# [ASSIGNMENT]
Write out every line from the listing below where the string "value" is found.

# [DATA UNDER STUDY]
______________________________

PR #82, opened 2020-10-30
rickshaw-run: bug fixes in dump_params

k-rister:
- The output from multiplex.go produces 'value' and not 'val'.

- Detect whether a parameter has a value or not and act accordingly.

### DIFF
--- a/rickshaw-post-process-bench
+++ b/rickshaw-post-process-bench
@@ -50,10 +50,14 @@ sub dump_params {
     foreach my $param (@{ $params_ref }) {
         my $arg = $$param{'arg'};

______________________________

# [TASK SOLUTION]
- The output from multiplex.go produces 'value' and not 'val'.
- Detect whether a parameter has a value or not and act accordingly.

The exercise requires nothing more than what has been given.